3 – L’emploi des jeunes

« Politique là on parle ça quand on est rassasié » ! Comme Djibril, un jeune apprenti Gbaka d’Abobo de nombreux jeunes Ivoiriens n’ont que faire des discours sur la réconciliation nationale, les politiques de développement ou la réforme de l’armée. Plus que toute autre chose ils aspirent à un emploi ! « Le  »gars’ nous a dit qu’il a des solutions pour les jeunes et depuis on ne voit rien » avance Liliane une jeune Ivoirienne en quête d’emploi. Le taux de chômage est toujours dans le rouge et les seules offres d’emploi visibles sont celles qui foisonnent dans le secteur de la reconstruction. Mais tous les jeunes ne sont pas des as des truelles ! Que deviennent les autres ? Ils seront sans doute promoteurs de leur propre entreprise, mais d’où viendront les fonds ? Lorgner sur la fonction publique peut-être ? Il n’y a plus assez de place pour les ex-combattants ! Le chômage en Côte d’Ivoire c’est comme un cercle vicieux où le serpent se mord sans cesse la queue. Toutes les quêtes semblent se solder par un échec comme les politiques actuelles de lutte contre la vie chère.

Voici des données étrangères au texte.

PR #196, opened 2024-04-15
zeroconf: use min heap for timers

oysteintveit-nordicsemi:
Small improvement, use `Collections::BinaryHeap` to keep track of the order of the timers.

I've built this change on top of #192 because it will conflict, undrafting once that is completed.


keepsimple1 (approved):
👍 pretty cool!  LGTM!

PR #198, opened 2024-04-17
Fix flaky test

oysteintveit-nordicsemi:
Seems like the `subtype` test has become flaky, after I accidentally named the service equally for the hostname resolution test from #192. This PR fixes that, as well as adding some dependencies for capturing output logs made by the `log` macros.

### DIFF
--- a/Cargo.toml
+++ b/Cargo.toml
@@ -24,6 +24,7 @@ polling = "2.1"                                        # select/poll sockets
 socket2 = { version = "0.5.5", features = ["all"] }      # socket APIs
 
 [dev-dependencies]
-env_logger = "0.11.3"
+env_logger = { version = "= 0.10.2", default-features = false, features= ["humantime"] }
 fastrand = "1.8"
-test-log = "0.2.15"
+test-log = "= 0.2.14"
+test-log-macros = "= 0.2.14"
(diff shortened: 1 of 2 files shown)


oysteintveit-nordicsemi:
Seems like the MSRV of `env_logger` version 0.11.3 is 1.71. Should I remove the extra test dependencies in favor of keeping this project's MSRV to 1.63.0?

Cargo.toml
```diff
@@ -24,4 +24,6 @@ polling = "2.1"                                        # select/poll sockets
 socket2 = { version = "0.5.5", features = ["all"] }      # socket APIs
 
 [dev-dependencies]
+env_logger = "0.11.3"
 fastrand = "1.8"
+test-log = "0.2.15"
```
keepsimple1, line 29: First time seeing this crate. Seems neat based on its doc. Is it working well for you?

keepsimple1 (commented):
Thanks for fixing the test! Minor comments inline.

Cargo.toml
oysteintveit-nordicsemi: This one was tricky to downgrade for some reason. Cargo kept insisting that we use version 0.2.15 of transitive dependency `test-log-macros`, despite `test-log 0.2.14` depending on version `test-log-macros 0.2.14` itself. I've included `test-log-macros` as a dev dependency just to trick cargo to use the right one, but we never use that dependency directly.

I have not used this crate before myself, but I've found myself adding `env_logger::init()` to the start of every single test I write. I'll probably start using it from now on.

keepsimple1 (approved):
LGTM! Thanks!

PR #201, opened 2024-04-24
feat: honor cache flush

lyager:
According to RFC 6762, when the cache-flush bit is set on a RR, all previously cache entries should be set to expire 1 second in the future.

This bit was previously called 'UNIQUE` which might have the same meaning, but cache-flush seems more in line with the RFC

### DIFF
--- a/src/service_daemon.rs
+++ b/src/service_daemon.rs
@@ -2363,7 +2363,7 @@ impl DnsCache {
                 // When cache flush is asked, we set expire date to 1 second in the future
                 // if created more than 1 second ago
                 // Ref: RFC 6762 Section 10.2
-                if now > r.get_created() + 1000 {
+                if incoming.get_class() == r.get_class() && now > r.get_created() + 1000 {
                     r.set_expire(now + 1000);
                 }
             });
@@ -2673,7 +2673,6 @@ mod tests {
             FLAGS_QR_RESPONSE, TYPE_PTR, TYPE_TXT,
         },
         service_daemon::check_hostname,
-        service_info::IntoTxtProperties,
     };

4 – La lutte contre la vie chère

Côte d’Ivoire, nation émergente à l’horizon 2020. Mais les Ivoiriens marchent vers cette émergence le panier et le ventre vide ! Difficile sur les marchés de la capitale économique ivoirienne de pouvoir nourrir sa famille sans y laisser les plumes ! La popote à 5 000 francs Cfa devient un luxe même pour les salariés. Le prix du riz est majoré d’une boutique à l’autre, les légumes sont hors de prix à cause du racket des forces de l’ordre et les commerçants affichent les prix à la tête de la ménagère. La politique de lutte contre la vie chère du gouvernement est un échec total. Plus elle est amplifiée plus elle donne des résultats négatifs. Les consommateurs crient leur colère face aux commerçants véreux. Les commerçants crient leur colère au gouvernement qui semble fixer taxes et impôts sans tenir compte du pouvoir d’achat des populations. Une indiscipline généralisée sur les marchés, une zizanie comme celle qui gangrène l’armée.

5 – L’indiscipline au sein de l’armée

 A les regarder déambuler avec leurs gris-gris au bras, amulettes volumineuses aux reins et une odeur qui vous coupe souvent l’appétit, les éléments des Forces républicaines de Côte d’Ivoire sont taxés la plupart du temps d’indisciplinés. Ils se prennent à la fois pour des gendarmes, policiers, militaires, juges, témoins, avocats et tout en même temps. Ne vous aventurez pas à les interpeller sur leurs comportements souvent indécents. « Toi tu es qui pour parler comme ça ? Est-ce que tu me connais ? » « Moi pour avoir mes galons j’ai tué de Vavoua à Abidjan » vous lancera votre interlocuteur. Au comble de sa colère notre jeune élément des FRCI pour dira : « Je fais rien avec Ouattara parce que c’est nous qui l’avons mis là où il est ». Quelle est donc cette armée où les hommes ont à la limite du mépris pour celui que la Constitution appelle le chef suprême des armées ? Alors que le chef n’est pas respecté que mérite le peuple ?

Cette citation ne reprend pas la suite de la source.